A comparative study of 25 hydroxy vitamin D levels in patients of thalassemia and healthy children

Anika Agrawal, Manisha Garg, Jagdish Singh, Priyanshu Mathur, Khurshida Khan

Abstract


Introduction: Vitamin D deficiency is emerging threat to patients with thalassemia. Adequate circulating levels of vitamin D are essential for optimal skeletal health and reducing fracture risk. The aim of this study was to evaluate the 25-OH- vitamin D levels in patients of thalassemia and compare its prevalence to healthy children.

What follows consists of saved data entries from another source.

PR #386, opened 2020-03-12
[Photos Support] Improve upload photo UI

shobhitagarwal1612:
Towards #310 

- Bug fix: Display thumbnail after selecting a photo while in EditObersationFragment

- UI tweaked https://github.com/google/ground-android/issues/310#issuecomment-597661636


gnd/src/main/java/com/google/android/gnd/ui/editobservation/EditObservationViewModel.java
```diff
@@ -196,14 +196,13 @@ public void initialize(EditObservationFragmentArgs args) {
...
-    Log.v(TAG, "onTextChanged: " + field.getId());
+    Timber.v("onTextChanged: %s", field.getId());
 
     onResponseChanged(field, TextResponse.fromString(text));
   }
 
   public void onResponseChanged(Field field, Optional<Response> newResponse) {
-    Log.v(
-        TAG, "onResponseChanged: " + field.getId() + " = '" + Response.toString(newResponse) + "'");
+    Timber.v("onResponseChanged: " + field.getId() + " = '" + Response.toString(newResponse) + "'");
```
gino-m: With Timber can we now just do to following?
```
Timber.v("onResponseChanged: %s = '%s'", field.getId(), Response.toString(newResponse));
```

gnd/src/main/java/com/google/android/gnd/ui/editobservation/EditObservationViewModel.java
```diff
@@ -392,12 +391,12 @@ private void refreshResponseMap(Observation obs) {
...
   private ImmutableList<ResponseDelta> getResponseDeltas() {
     if (originalObservation == null) {
-      Log.e(TAG, "Response diff attempted before observation loaded");
+      Timber.e("Response diff attempted before observation loaded");
       return ImmutableList.of();
     }
     ImmutableList.Builder<ResponseDelta> deltas = ImmutableList.builder();
     ResponseMap originalResponses = originalObservation.getResponses();
-    Log.v(TAG, "Responses:\n Before: " + originalResponses + " \nAfter:  " + responses);
+    Timber.v("Responses:\n Before: " + originalResponses + " \nAfter:  " + responses);
```
gino-m: Same here

gnd/src/main/java/com/google/android/gnd/ui/common/BindingAdapters.java
```diff
@@ -118,4 +125,29 @@ public static void setOnFocusChangeListener(
   public static void setOnShowDialogListener(MultipleChoiceFieldLayout view, Runnable listener) {
     view.setOnShowDialogListener(listener);
   }
+
+  @BindingAdapter({"bind:storageManager", "bind:response"})
+  public static void bindPhoto(ImageView view, StorageManager storageManager, Response response) {
```
gino-m: This is a lot of logic to be doing inside a binding adapter, especially the hiding/showing of the parent view. Can we instead define a separate view widget that can be tested and implemented independently? It could have its own ViewModel with LiveData containing the actual image to display. Wdyt?

shobhitagarwal1612: Makes sense. Then we can reuse it at other places as well.

shobhitagarwal1612: I've added a custom view + a view model for it. But this is again having the original problem of image view not getting updated (nor the visibility of it's container). Can you please have a look? I tried debugging it but couldn't find anything useful.

gnd/src/main/java/com/google/android/gnd/ui/common/BindingAdapters.java
```diff
@@ -118,4 +129,13 @@ public static void setOnFocusChangeListener(
   public static void setOnShowDialogListener(MultipleChoiceFieldLayout view, Runnable listener) {
     view.setOnShowDialogListener(listener);
   }
+
+  @BindingAdapter("bind:uri")
+  public static void bindUri(ImageView view, Uri uri) {
+    if (uri == null) {
+      return;
```
gino-m: Do we want to set the placeholder here in case Uri is null?

gnd/src/main/java/com/google/android/gnd/ui/common/photoview/PhotoView.java
```diff
@@ -0,0 +1,58 @@
...
+
+  public PhotoView(Context context, AttributeSet attrs, int defStyleAttr) {
+    super(context, attrs, defStyleAttr);
+
+    LayoutInflater inflater =
+        (LayoutInflater) context.getSystemService(Context.LAYOUT_INFLATER_SERVICE);
+    binding = PhotoViewBinding.inflate(inflater);
+  }
+
+  public void setResponse(@Nullable Response response) {
```
gino-m: Since Views are tightly bound to the Android OS and running VM, in general we're trying keep views as "dumb" as possible. This way we can test all/most business logic using ViewModels and upstream classes only. So ideally the views would delegate interaction with custom model classes or logic to the ViewModel. In most cases, that means the View can go away altogether, leaving us with just a layout and viewmodel. Would that be possible in this case?

gnd/src/main/java/com/google/android/gnd/ui/common/photoview/PhotoView.java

Methodology: In a case control study, 50 patients with beta thalassemia major (aged from 3 to 18 years) were compared with 50 sex and age matched children serves as a control group. Anthropometric measurement, Serum level of calcium, phosphorus, alkaline phosphatase, parathyroid hormone and 25-OH-vitamin D (25 hydroxycholecalciferol) were estimated for all patients & controls. Results: 25-OH-vitamin D deficiency was observed in 98% cases and 68% in control group. Difference in mean vitamin D levels between cases and controls was statistically significant (p<0.05). Weight and body mass index were significantly (p<0.05) lower in cases. Patient with beta thalassemia major compare to control had significantly (p<0.05) higher level of alkaline phosphatase and parathyroid hormone level. Conclusion: Thalassemia is associated with increased prevalence of 25-OH-vitamin D deficiency resulting in poor growth and quality of life in these children. This signifies the importance of therapeutic intervention.